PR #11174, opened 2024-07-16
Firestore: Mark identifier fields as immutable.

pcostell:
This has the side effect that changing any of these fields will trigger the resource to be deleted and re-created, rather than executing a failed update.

---

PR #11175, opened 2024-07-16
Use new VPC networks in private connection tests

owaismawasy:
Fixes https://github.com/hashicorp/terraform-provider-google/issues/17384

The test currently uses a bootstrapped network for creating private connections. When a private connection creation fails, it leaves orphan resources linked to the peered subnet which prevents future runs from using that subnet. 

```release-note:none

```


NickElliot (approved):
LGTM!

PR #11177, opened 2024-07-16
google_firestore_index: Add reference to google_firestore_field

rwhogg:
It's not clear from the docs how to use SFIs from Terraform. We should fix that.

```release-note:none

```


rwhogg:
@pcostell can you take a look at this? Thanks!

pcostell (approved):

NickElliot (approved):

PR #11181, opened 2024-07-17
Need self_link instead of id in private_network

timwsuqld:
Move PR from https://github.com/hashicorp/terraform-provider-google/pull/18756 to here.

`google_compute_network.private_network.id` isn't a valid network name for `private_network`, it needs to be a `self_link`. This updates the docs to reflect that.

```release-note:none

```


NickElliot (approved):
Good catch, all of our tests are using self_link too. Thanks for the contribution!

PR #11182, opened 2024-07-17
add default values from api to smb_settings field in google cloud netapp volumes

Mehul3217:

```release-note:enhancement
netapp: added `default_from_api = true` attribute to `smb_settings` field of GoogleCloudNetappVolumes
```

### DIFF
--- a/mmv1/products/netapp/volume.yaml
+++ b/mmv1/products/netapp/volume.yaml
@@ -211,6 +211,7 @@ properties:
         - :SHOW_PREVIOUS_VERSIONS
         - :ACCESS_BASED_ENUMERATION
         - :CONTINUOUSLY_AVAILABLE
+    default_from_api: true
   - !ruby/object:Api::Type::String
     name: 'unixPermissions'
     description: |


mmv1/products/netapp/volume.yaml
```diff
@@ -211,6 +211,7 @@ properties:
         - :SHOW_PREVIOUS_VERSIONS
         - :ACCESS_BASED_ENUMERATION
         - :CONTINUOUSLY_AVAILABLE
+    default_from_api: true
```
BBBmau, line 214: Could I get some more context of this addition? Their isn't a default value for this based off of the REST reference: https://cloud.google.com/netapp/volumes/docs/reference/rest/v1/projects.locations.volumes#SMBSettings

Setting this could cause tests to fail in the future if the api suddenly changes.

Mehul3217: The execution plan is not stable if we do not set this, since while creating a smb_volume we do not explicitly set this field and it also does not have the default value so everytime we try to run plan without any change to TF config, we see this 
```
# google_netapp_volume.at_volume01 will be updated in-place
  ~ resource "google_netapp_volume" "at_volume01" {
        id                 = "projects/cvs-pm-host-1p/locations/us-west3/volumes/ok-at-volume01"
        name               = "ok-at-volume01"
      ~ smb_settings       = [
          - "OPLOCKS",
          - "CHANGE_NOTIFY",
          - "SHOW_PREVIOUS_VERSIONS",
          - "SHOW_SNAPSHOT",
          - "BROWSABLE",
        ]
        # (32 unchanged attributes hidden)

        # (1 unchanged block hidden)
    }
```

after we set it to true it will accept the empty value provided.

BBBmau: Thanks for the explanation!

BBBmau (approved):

■ **The problem**
Among the lines above, find those that contain the word "using" and copy them.

■ **Result**
The test currently uses a bootstrapped network for creating private connections. When a private connection creation fails, it leaves orphan resources linked to the peered subnet which prevents future runs from using that subnet. 
Good catch, all of our tests are using self_link too. Thanks for the contribution!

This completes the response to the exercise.